● **What you should do**: Copy every line of the listing exactly.
[The data — start]
PR #696, opened 2019-05-24
Cola var

PterosDiacos:


sleepinyourhat:
Take a look at the test failure—it looks like a ' vs " issue in __init__.

PterosDiacos:
> Take a look at the test failure—it looks like a ' vs " issue in **init**.

Fixed

PR #697, opened 2019-05-27
Update Metrics/Write Preds Testing

pruksmhc:
Tests to determine that updating metrics and writing predictions works as expected.

### DIFF
--- a/environment.yml
+++ b/environment.yml
@@ -16,6 +16,7 @@ dependencies:
         - tensorboard
         - tensorboardX==1.2
         - sendgrid==5.4.1
+        - pyhocon==0.3.35
         - nose2
         - python-Levenshtein
         - pre-commit==1.15.2
--- a/tests/test_update_metrics.py
+++ b/tests/test_update_metrics.py
@@ -1,4 +1,3 @@
-
 import csv
 import os
 import shutil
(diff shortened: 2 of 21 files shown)


tests/test_write_preds.py
```diff
@@ -0,0 +1,183 @@
...
+        self.path = os.path.join(self.temp_dir, "temp_dataset.tsv")
+        self.stsb = tasks.STSBTask(self.temp_dir, 100, "sts-b", tokenizer_name="MosesTokenizer")
+        self.mrpc = tasks.MRPCTask(self.temp_dir, 100, "mrpc", tokenizer_name="MosesTokenizer")
+        self.wic = tasks.WiCTask(self.temp_dir, 100, "wic", tokenizer_name="MosesTokenizer")
+        stsb_val_preds = pd.DataFrame(
+            data={
+                "idx": [0],
+                "labels": [0],
+                "preds": [0],
+                "sent1_str": ["When Tommy dropped his ice cream , Timmy"],
```
sleepinyourhat: Odd example...

tests/test_write_preds.py
```diff
@@ -0,0 +1,183 @@
...
+    return {"n_exs": 4, "preds": [0, 1, 1, 1]}
+
+
+class TestWritePreds(unittest.TestCase):
+    def sentence_to_text_field(self, sent, indexers):
+        """ Helper function to map a sequence of tokens into a sequence of
+        AllenNLP Tokens, then wrap in a TextField with the given indexers """
+        return TextField(list(map(Token, sent)), token_indexers=indexers)
+
+    def setUp(self):
```
sleepinyourhat: Add some comments explaining this one, since it's not that easy to follow.

tests/test_write_preds.py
[The data — finish]
● **Solution for this problem**:
PR #696, opened 2019-05-24
Cola var

PterosDiacos:


sleepinyourhat:
Take a look at the test failure—it looks like a ' vs " issue in __init__.

PterosDiacos:
> Take a look at the test failure—it looks like a ' vs " issue in **init**.

Fixed

PR #697, opened 2019-05-27
Update Metrics/Write Preds Testing

pruksmhc:
Tests to determine that updating metrics and writing predictions works as expected.

### DIFF
--- a/environment.yml
+++ b/environment.yml
@@ -16,6 +16,7 @@ dependencies:
         - tensorboard
         - tensorboardX==1.2
         - sendgrid==5.4.1
+        - pyhocon==0.3.35
         - nose2
         - python-Levenshtein
         - pre-commit==1.15.2
--- a/tests/test_update_metrics.py
+++ b/tests/test_update_metrics.py
@@ -1,4 +1,3 @@
-
 import csv
 import os
 import shutil
(diff shortened: 2 of 21 files shown)


tests/test_write_preds.py
```diff
@@ -0,0 +1,183 @@
...
+        self.path = os.path.join(self.temp_dir, "temp_dataset.tsv")
+        self.stsb = tasks.STSBTask(self.temp_dir, 100, "sts-b", tokenizer_name="MosesTokenizer")
+        self.mrpc = tasks.MRPCTask(self.temp_dir, 100, "mrpc", tokenizer_name="MosesTokenizer")
+        self.wic = tasks.WiCTask(self.temp_dir, 100, "wic", tokenizer_name="MosesTokenizer")
+        stsb_val_preds = pd.DataFrame(
+            data={
+                "idx": [0],
+                "labels": [0],
+                "preds": [0],
+                "sent1_str": ["When Tommy dropped his ice cream , Timmy"],
```
sleepinyourhat: Odd example...

tests/test_write_preds.py
```diff
@@ -0,0 +1,183 @@
...
+    return {"n_exs": 4, "preds": [0, 1, 1, 1]}
+
+
+class TestWritePreds(unittest.TestCase):
+    def sentence_to_text_field(self, sent, indexers):
+        """ Helper function to map a sequence of tokens into a sequence of
+        AllenNLP Tokens, then wrap in a TextField with the given indexers """
+        return TextField(list(map(Token, sent)), token_indexers=indexers)
+
+    def setUp(self):
```
sleepinyourhat: Add some comments explaining this one, since it's not that easy to follow.

tests/test_write_preds.py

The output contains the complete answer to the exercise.